Source material:
PR #105, opened 2016-09-17
Use `setup.cfg` for `flake8` options

mihaic:
Ignore all violations ignored by `flake8` by default.

Use `--config` option to make sure `setup.cfg` is the only configuration
file used and other files users might have are ignored.

### DIFF
--- a/run-checks.sh
+++ b/run-checks.sh
@@ -17,5 +17,5 @@
 set -e
 set -o pipefail
 
-flake8 --ignore=W503 --max-complexity=10 brainiak
+flake8 --config setup.cfg brainiak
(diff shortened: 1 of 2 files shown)


run-checks.sh
```diff
@@ -17,5 +17,5 @@
 set -e
 set -o pipefail
 
-flake8 --ignore=W503 --max-complexity=10 brainiak
+flake8 --config setup.cfg brainiak
```
yidawang: why do we not need to ignore W503 any more?

mihaic: We do. It is ignored by default by flake8:
https://github.com/PyCQA/flake8/blob/master/src/flake8/defaults.py#L5

PR #116, opened 2016-09-27
Improvement to BRSA with example now

lcnature:
(1) added example
(2) fixed a bug in GP prior. Thanks @TuKo .
(3) added a weak Gaussian prior over log(SNR) when GP smoothness prior is not imposed. In fact, I still do not get the error that @TuKo  got with the random seed. But I think such a prior would prevent log(SNR) from going to crazy values.
(4) split 2 tests into 3 tests.
(5) other minor changes.


brainiak/reprsimil/brsa.py
```diff
@@ -248,7 +251,8 @@ def fit(self, X, design, scan_onsets=None, coords=None,
         assert_all_finite(design)
         assert design.ndim == 2,\
             'The design matrix should be 2 dimension ndarray'
-        assert np.all(np.std(design, axis=0) >= 0) or self.pad_DC,\
+        assert (not np.all(np.std(design, axis=0) > 0) and self.pad_DC)\
```
TuKo: Please, use exceptions and not asserts.
if bad condition is true:
    raise ValueError("message")  % or any other type of Error.

TuKo:
@lcnature please run nbstripout to your notebook and commit the file again.

brainiak/reprsimil/brsa.py
lcnature: Thanks @TuKo What is the advantage of using raise instead of assert?
It increases complexity. I used to change all the raise to assert for the complexity tests.

mihaic: Javier would prefer to use explicit exceptions for input checking instead of asserts. We discussed this face to face. There are advantages to doing that (too long discussion for PR comments). There are also advantages to using asserts. We can leave the code as it is.

TuKo: Agree.

lcnature:
@TuKo Can you be a bit more specific on "please use descriptive name of the example. don't say what algorithm are you showcasing, but what the example is doing."?
Do you mean removing the part of standard RSA for comparison? Or just change the name of the file?

TuKo:
Sorry, my mistake. use lowercase and underscores. if you can add a word or two for the description better,
something like this:
brsa_image_classification_example.ipynb

lcnature:
Thanks! Done

mihaic:
@lcnature Everything looks good. Please update your branch and I will merge the PR.

PR #383, opened 2019-04-03
:warning: source: make the Informer source compatible with cache.Informer

ironcladlou:
Before fc804a41 (#267), the `cache.Informers` interface methods returned
`k8s.io/client-go/tools/cache.SharedIndexInformer`s which were by default
compatible with the built-in `source.Informer`. Users could create arbitrary
`cache.Cache` instances (or get them from the `Manager`) and then use
`controller.Watch` to drive a controller with a `source.Informer` from the
`cache.Cache`.

With fc804a41, the `cache.Informers` interface was changed to return
`cache.Informer` instances; however, `source.Informer` was not updated to accept
a `cache.Informer`, and so users can no longer use the built-in
`source.Informer` with `cache.Cache`.

The `cache.Informer` interface appears to satisfy the needs of
`source.Informer`. This commit broadens `source.Informer` to accept a
`cache.Informer`, restoring the prior capability while remaining compatible
with `SharedIndexInformer` use.

### DIFF
--- a/pkg/source/source.go
+++ b/pkg/source/source.go
@@ -29,7 +29,6 @@ import (
 	"sigs.k8s.io/controller-runtime/pkg/runtime/inject"
 	"sigs.k8s.io/controller-runtime/pkg/source/internal"
 
-	toolscache "k8s.io/client-go/tools/cache"
 	"sigs.k8s.io/controller-runtime/pkg/cache"
 	"sigs.k8s.io/controller-runtime/pkg/predicate"
 )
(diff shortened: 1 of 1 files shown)


ironcladlou:
Guess there's no build bot — not sure what's up with the test failure. Second run passed. Flake?

DirectXMan12:
this is technically a breaking change (so I've fixed that) otherwise

/lgtm
/approve

DirectXMan12:
(we've been getting intermittent flakes.  based on a conversion I had the other day, it might actually be a now-fixed bug in kube-apiserver).

ironcladlou:
Thank you!

PR #385, opened 2019-04-04
WIP: Bump dependencies to Kubernetes master ✨⚠

munnerz:
This PR probably shouldn't be merged, as it pins controller-runtime to `master` as of today.

I put this patch together so that I can test out go modules from my project that depends on controller-runtime.

Opened for visibility, the only patch needed here was to the leaderelection package (as you can see in the 3rd commit).

On the topic of go modules - is there any ongoing discussion of kubebuilder and/or controller-runtime switching to it in future? I'd be interested in seeing where I could get involved here 😄


DirectXMan12:
We need to make sure that dependent kubebuilder projects don't break or anything, but we're looking to move to modules, keeping around dep support as well till we get to Go 1.13 when modules are on by default.  We just moved controller-tools over.

draveness:
Hi, I updated the other kubernetes related pkg to v1.14. But controller-runtime seems out of date, when will this PR get merged? :)

mengqiy:
CR is on k8s 1.14 and using go modules.
Closing this.

Issue #390, opened 2019-04-10
Webhook server should reload certs on change


vincepri:
Opening this issue to track [this TODO](https://github.com/kubernetes-sigs/controller-runtime/blob/master/pkg/webhook/server.go#L135). Currently the certificates are only loaded on server creation, there should be some logic to watch the directory and update the tls configuration appropriately.

bison:
Would love to get some feedback on #421 if anyone has some time. Seems to work for me.

PR #395, opened 2019-04-12
:sparkles, minor [WIP] Autoload on tls changes

anthonyho007:
To be update description

Fixes:
https://github.com/kubernetes-sigs/controller-runtime/issues/390


pkg/webhook/tls_wrapper.go
```diff
@@ -0,0 +1,93 @@
...
+		return err
+	}
+	defer watcher.Close()
+
+	done := make(chan error)
+	go func() {
+		for {
+			select {
+			case event := <-watcher.Events:
+				if event.Op&fsnotify.Write == fsnotify.Write {
```
mengqiy: I doubt if it will work, since when a secret get updated it actually triggers a rename event. Ref: [algorithm of volume writer](https://github.com/kubernetes/kubernetes/blob/b5c34d0c436dc6b95f9b78769d090af1bbbfa629/pkg/volume/util/atomic_writer.go#L89-L119).

pkg/webhook/tls_wrapper.go
```diff
@@ -0,0 +1,93 @@
...
+	w.certificate = &certKey
+	return nil
+}
+
+func (w *wrappedTLS) autoloadTLS(cert, key string) error {
+	watcher, err := fsnotify.NewWatcher()
+	if err != nil {
+		return err
+	}
+	defer watcher.Close()
```
mengqiy: function `autoloadTLS` is not waiting for the child goroutine you created in line 66. 
So when it finishes the execution and the `watcher` is closed. The child goroutine is not doing anything useful anymore.

pkg/webhook/tls_wrapper.go
```diff
@@ -0,0 +1,93 @@
...
+	"github.com/go-logr/logr"
+)
+
+type wrappedTLS struct {
+	sync.Mutex
+	certificate *tls.Certificate
+	log         logr.Logger
+}
+
+func (w *wrappedTLS) setLogger(logger logr.Logger) error {
```
mengqiy: It seems this functions is not used anywhere.

mengqiy:
Sorry for the late review.

mengqiy:
Closing in favor of #421

PR #396, opened 2019-04-12
:bug: Reset Failure count for reconcile loops using RequestAfter

### LINKED ISSUE #392: Reconcile loops using RequeueAfter never reset their failure count
Controllers calling reconcile loops that stabilise by calling `return result.Result{RequeueAfter: resyncPeriod}, nil` to periodically re-run reconciliation never call `c.Queue.Forget` to clear the workqueue failure count for a particular request.

As the Failure count is never cleared this count builds up over the lifetime of the CR and quickly results in the back-off timeout reaching its maximum limit for any error even if the reconcile loop is mostly stable. This is not ideal as the maximum limit for the timeout is ~16mins which slows down the reconciliation loop considerably.

We've experimented with using the resyncPeriod set on the manager as a workaround however from other tickets this doesn't seem to be recommended and does have side effects such as causing conflicts when calling client.Update as the object we were operating on is now out of date.

alaypatel07:
This PR fixes #392. Reset the failure count if `return result.Result{RequeueAfter: resyncPeriod}, nil` is returned by the reconcile loop.

### DIFF
--- a/pkg/internal/controller/controller.go
+++ b/pkg/internal/controller/controller.go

Task to complete:
Every line above with the string "used" in it should be copied into the answer.

Answer box:
file used and other files users might have are ignored.
It increases complexity. I used to change all the raise to assert for the complexity tests.
mengqiy: It seems this functions is not used anywhere.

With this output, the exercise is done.